ASSIGNED TASK >>
Across the entries below, how many lines contain the string "include"? Only the number is wanted.

[Data excerpts]
********************

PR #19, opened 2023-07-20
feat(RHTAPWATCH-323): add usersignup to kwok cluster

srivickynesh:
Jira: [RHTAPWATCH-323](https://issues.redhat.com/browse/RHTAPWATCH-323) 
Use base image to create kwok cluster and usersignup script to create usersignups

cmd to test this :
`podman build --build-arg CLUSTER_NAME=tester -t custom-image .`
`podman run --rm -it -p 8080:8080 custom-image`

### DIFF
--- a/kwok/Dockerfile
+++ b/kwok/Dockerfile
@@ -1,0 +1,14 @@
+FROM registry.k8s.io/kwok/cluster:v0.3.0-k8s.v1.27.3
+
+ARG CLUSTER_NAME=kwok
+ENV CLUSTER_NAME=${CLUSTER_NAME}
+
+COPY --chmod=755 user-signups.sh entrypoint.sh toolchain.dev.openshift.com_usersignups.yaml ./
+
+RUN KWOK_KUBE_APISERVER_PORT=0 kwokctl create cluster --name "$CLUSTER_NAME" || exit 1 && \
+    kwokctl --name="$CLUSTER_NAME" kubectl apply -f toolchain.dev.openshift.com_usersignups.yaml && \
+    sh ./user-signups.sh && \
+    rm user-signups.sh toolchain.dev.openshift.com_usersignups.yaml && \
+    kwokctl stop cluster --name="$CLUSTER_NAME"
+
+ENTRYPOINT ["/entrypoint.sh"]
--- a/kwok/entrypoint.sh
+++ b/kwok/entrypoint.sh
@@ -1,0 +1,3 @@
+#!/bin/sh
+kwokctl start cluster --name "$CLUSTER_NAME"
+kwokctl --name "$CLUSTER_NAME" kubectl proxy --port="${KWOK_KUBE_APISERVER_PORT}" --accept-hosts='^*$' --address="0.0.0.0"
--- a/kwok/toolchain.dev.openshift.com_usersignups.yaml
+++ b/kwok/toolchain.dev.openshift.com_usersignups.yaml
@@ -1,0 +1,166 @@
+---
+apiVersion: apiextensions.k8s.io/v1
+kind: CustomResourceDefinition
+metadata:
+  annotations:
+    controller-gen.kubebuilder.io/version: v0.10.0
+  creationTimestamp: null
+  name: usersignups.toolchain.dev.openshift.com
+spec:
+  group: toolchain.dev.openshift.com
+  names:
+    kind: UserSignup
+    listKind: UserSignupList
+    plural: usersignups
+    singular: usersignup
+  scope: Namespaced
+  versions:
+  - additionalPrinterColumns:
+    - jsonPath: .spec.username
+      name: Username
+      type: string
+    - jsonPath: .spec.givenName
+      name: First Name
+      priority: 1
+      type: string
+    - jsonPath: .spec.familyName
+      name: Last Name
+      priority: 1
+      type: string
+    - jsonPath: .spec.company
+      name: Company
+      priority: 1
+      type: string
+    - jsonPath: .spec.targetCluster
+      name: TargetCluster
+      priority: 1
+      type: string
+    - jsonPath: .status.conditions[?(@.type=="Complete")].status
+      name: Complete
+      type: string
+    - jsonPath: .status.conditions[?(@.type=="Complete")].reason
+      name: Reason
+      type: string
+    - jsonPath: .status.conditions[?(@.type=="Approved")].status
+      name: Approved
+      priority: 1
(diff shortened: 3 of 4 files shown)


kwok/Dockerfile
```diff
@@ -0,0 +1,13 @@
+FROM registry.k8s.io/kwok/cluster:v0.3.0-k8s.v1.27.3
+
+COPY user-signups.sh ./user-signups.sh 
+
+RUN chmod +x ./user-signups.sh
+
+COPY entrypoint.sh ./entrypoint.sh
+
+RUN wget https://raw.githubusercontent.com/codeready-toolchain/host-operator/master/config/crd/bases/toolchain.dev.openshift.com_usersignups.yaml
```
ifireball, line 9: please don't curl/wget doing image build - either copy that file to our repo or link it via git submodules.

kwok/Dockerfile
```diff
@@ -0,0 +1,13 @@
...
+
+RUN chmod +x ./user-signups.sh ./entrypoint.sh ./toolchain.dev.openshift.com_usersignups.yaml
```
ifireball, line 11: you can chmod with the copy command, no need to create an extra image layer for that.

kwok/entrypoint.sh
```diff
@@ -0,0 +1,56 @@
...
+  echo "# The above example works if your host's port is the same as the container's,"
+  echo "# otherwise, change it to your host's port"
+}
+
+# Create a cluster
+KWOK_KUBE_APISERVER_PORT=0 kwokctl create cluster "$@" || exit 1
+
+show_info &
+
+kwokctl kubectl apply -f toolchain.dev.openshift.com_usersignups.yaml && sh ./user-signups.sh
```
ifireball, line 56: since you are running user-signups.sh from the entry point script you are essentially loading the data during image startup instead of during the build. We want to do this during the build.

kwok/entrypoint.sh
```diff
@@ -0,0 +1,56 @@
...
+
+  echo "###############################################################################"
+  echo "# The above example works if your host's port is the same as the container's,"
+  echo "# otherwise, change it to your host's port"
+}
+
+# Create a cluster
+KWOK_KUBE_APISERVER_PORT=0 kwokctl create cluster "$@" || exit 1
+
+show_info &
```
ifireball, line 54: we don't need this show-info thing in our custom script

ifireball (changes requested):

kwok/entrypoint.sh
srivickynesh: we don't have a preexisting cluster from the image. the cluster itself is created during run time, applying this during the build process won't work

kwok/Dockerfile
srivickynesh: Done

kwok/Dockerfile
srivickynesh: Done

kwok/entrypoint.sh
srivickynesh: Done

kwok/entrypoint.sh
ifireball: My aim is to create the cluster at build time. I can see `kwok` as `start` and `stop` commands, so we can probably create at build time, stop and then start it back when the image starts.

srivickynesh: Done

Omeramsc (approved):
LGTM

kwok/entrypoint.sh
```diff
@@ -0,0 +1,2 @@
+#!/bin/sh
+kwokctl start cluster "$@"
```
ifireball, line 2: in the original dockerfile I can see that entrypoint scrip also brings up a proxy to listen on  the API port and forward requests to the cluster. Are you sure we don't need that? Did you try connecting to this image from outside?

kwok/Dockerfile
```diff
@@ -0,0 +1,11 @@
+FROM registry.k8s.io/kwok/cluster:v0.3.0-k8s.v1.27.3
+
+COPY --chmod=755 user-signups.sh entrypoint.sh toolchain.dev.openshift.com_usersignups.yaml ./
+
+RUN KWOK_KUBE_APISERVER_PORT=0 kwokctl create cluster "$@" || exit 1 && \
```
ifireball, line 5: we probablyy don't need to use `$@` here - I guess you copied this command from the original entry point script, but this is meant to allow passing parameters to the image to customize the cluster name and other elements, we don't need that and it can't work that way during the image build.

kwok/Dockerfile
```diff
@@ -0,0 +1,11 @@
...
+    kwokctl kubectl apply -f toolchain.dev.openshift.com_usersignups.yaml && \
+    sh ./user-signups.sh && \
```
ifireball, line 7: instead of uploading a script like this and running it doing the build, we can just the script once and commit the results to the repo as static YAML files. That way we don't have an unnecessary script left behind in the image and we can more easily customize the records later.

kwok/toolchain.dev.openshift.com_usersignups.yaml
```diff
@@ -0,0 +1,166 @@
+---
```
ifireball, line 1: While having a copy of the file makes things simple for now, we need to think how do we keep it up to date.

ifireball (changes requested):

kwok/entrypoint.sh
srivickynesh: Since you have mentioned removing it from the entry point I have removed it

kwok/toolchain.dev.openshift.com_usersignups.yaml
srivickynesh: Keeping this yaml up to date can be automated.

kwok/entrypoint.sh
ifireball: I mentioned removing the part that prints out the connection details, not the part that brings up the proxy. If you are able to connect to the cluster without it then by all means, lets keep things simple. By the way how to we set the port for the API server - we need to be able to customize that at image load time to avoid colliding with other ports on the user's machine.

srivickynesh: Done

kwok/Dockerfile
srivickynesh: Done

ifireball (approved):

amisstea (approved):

********************

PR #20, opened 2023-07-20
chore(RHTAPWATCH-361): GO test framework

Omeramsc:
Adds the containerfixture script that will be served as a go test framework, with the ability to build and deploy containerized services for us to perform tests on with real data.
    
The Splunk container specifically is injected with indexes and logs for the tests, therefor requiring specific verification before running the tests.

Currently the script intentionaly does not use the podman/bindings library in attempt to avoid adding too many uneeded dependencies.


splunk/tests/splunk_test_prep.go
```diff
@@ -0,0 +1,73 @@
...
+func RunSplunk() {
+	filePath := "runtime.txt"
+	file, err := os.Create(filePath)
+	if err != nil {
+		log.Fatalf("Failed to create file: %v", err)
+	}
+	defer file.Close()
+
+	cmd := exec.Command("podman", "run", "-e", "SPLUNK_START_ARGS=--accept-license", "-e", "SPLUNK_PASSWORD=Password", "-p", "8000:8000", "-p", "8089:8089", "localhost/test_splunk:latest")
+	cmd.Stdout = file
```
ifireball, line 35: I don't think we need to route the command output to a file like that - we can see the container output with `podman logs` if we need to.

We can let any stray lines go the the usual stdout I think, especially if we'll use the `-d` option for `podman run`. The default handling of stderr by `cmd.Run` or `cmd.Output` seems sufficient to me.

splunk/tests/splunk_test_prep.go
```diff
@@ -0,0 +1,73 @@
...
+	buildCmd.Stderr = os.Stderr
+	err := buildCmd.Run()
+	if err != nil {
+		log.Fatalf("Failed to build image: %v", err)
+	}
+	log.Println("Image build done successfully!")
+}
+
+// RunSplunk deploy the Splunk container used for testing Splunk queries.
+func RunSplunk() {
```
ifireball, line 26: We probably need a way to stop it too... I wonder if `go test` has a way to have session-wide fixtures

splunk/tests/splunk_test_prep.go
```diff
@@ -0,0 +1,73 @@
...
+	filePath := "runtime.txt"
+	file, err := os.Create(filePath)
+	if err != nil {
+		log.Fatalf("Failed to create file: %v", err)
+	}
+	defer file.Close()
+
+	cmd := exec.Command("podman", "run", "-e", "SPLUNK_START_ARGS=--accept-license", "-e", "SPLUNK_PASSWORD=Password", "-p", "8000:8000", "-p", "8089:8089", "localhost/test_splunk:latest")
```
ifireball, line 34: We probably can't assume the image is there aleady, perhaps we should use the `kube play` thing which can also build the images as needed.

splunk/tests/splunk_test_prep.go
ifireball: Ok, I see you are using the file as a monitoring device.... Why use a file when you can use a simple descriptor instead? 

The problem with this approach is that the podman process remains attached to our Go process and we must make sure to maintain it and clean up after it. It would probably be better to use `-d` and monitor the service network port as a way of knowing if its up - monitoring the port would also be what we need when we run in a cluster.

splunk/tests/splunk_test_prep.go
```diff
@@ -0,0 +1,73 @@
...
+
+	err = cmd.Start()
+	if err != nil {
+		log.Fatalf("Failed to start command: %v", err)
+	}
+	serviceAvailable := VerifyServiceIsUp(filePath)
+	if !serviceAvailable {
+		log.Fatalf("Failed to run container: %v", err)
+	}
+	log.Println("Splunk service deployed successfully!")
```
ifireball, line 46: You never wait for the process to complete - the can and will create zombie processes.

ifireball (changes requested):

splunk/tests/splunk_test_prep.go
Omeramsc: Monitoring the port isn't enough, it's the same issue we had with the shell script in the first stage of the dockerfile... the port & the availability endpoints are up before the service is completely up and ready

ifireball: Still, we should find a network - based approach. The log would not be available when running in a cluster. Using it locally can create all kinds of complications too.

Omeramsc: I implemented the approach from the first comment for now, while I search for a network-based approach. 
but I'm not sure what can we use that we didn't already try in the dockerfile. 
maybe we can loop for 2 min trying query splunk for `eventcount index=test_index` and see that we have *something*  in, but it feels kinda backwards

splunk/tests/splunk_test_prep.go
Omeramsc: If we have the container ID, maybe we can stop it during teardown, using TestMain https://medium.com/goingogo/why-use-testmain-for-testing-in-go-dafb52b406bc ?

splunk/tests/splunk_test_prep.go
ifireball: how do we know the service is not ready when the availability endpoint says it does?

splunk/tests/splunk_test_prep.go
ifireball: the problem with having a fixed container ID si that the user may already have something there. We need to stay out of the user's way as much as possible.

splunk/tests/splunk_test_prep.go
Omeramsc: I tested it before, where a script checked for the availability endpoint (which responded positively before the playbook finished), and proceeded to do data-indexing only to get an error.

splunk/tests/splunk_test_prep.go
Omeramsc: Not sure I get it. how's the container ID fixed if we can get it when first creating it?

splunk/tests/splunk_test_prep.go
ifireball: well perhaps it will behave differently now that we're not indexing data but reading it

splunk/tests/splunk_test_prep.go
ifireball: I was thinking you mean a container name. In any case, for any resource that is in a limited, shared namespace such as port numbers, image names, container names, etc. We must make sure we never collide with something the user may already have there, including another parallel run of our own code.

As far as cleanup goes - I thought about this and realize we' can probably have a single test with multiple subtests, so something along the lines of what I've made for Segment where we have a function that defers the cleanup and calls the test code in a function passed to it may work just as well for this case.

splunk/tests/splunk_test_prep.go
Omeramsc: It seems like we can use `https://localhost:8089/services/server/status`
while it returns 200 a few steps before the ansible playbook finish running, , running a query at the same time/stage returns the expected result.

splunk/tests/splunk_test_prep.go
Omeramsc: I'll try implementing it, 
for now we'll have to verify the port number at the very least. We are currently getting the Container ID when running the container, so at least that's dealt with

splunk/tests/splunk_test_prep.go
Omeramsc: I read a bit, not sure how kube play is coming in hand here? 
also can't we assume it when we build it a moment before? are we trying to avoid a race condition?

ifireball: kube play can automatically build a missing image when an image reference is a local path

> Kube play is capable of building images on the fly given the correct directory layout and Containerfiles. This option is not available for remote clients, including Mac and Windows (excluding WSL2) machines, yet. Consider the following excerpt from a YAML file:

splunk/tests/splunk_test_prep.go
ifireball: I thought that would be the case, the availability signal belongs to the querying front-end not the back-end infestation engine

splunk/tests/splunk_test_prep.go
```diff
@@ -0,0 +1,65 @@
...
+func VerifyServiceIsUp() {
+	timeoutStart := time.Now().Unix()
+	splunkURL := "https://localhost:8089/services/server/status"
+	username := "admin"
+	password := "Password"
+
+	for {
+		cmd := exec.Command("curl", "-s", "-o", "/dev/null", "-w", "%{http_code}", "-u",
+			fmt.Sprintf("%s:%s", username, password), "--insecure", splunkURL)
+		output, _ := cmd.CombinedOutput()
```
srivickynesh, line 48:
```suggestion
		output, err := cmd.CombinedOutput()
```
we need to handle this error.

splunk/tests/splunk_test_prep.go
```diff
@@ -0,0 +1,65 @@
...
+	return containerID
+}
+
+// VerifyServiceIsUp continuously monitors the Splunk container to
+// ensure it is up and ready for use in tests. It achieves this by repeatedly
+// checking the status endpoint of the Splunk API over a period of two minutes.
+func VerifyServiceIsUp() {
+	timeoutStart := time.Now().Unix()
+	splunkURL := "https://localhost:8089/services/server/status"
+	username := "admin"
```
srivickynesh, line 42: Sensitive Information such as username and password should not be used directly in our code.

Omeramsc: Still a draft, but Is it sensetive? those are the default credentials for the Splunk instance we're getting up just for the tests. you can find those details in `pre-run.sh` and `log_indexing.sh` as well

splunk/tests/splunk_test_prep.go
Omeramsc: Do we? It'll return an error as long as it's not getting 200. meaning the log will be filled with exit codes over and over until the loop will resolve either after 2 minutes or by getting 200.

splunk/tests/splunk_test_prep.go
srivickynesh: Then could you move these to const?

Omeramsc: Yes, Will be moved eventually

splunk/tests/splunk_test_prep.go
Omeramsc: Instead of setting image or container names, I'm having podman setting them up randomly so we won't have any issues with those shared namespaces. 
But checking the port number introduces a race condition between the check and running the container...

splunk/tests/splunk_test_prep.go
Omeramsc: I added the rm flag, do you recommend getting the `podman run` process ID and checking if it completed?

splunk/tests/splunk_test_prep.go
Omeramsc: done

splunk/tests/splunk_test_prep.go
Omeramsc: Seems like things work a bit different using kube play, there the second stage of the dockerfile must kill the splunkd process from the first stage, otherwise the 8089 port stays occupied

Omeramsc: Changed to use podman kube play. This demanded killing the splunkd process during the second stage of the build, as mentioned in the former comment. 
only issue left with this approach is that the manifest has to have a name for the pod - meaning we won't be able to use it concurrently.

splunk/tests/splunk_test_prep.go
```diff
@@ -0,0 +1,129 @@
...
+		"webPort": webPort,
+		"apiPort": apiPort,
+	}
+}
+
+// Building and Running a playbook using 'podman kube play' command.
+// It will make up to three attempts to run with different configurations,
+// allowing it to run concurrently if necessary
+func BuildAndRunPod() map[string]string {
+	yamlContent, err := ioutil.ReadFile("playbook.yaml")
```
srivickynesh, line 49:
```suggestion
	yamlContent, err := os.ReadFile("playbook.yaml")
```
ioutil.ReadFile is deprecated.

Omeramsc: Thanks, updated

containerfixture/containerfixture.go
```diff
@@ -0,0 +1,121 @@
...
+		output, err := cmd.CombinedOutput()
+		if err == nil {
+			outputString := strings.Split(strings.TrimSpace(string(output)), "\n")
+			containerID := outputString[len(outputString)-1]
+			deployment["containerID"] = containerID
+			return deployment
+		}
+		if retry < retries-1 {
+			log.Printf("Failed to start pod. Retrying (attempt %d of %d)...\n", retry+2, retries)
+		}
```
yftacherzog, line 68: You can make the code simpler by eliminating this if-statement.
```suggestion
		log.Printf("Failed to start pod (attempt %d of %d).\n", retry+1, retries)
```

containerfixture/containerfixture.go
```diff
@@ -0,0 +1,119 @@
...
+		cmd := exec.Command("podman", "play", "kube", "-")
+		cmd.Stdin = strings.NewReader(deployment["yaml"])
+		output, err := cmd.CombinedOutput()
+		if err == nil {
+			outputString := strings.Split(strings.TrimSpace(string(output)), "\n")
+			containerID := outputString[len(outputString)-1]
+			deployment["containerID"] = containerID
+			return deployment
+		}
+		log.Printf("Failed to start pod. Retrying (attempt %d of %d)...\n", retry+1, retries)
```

********************

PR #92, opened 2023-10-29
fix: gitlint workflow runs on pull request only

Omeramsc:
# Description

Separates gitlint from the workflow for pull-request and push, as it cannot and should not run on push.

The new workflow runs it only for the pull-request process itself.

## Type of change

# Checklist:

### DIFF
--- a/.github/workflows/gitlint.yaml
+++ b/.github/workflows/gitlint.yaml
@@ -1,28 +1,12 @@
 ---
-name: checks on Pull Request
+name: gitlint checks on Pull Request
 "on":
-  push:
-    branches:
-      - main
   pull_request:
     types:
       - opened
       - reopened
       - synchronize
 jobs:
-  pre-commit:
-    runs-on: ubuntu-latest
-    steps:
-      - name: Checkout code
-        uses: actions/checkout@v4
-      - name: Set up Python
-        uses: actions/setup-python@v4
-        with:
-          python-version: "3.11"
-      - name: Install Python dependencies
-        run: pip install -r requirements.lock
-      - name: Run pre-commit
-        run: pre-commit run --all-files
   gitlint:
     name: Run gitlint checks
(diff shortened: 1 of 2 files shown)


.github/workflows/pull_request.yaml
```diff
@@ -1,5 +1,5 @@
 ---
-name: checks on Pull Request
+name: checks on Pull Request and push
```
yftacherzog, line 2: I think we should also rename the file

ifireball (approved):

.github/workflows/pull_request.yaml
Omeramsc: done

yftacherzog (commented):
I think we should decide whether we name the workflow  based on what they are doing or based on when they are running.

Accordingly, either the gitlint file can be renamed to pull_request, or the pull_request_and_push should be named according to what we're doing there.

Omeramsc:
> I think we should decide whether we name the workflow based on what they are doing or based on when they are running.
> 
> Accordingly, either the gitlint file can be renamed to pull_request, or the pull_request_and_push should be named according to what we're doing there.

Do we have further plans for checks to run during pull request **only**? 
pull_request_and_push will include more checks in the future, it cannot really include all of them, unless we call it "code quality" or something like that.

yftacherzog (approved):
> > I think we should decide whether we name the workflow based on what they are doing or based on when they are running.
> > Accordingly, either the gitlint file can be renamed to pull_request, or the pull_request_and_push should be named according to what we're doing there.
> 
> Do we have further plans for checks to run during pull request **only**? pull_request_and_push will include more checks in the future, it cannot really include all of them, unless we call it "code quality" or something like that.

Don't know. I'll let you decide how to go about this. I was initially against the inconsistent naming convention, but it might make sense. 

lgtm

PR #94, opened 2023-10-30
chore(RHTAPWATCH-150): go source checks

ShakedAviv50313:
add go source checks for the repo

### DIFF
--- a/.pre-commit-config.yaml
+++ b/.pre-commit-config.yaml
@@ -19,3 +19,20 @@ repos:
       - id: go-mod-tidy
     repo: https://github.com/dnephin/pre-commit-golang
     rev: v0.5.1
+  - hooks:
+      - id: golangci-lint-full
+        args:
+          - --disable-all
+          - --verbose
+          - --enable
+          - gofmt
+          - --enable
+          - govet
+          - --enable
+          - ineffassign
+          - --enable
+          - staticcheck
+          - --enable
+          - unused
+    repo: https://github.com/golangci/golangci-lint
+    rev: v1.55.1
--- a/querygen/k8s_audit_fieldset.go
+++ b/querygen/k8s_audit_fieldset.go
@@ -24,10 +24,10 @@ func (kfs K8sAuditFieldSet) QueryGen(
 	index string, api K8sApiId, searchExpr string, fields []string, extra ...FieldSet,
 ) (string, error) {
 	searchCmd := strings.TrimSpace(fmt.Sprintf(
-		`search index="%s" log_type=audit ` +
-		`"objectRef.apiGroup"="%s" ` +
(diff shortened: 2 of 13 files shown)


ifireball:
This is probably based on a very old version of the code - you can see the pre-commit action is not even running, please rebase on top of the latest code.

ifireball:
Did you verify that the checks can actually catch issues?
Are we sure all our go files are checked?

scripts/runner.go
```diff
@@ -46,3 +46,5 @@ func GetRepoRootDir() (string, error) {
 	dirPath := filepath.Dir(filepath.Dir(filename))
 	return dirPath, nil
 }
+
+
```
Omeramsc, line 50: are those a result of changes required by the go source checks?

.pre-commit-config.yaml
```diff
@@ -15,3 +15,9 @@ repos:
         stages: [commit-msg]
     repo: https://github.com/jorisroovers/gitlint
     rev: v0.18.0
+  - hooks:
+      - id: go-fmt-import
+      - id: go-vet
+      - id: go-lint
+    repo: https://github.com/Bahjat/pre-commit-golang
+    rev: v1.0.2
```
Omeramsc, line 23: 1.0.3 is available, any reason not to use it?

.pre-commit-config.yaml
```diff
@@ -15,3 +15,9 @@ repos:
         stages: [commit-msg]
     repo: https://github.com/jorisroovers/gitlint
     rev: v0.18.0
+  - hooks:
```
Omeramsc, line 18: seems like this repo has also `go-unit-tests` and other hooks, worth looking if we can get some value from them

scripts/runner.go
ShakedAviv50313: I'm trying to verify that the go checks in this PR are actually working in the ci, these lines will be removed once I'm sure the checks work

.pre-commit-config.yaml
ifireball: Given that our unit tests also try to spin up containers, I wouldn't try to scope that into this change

********************

SOLUTION TO THIS TASK >>
2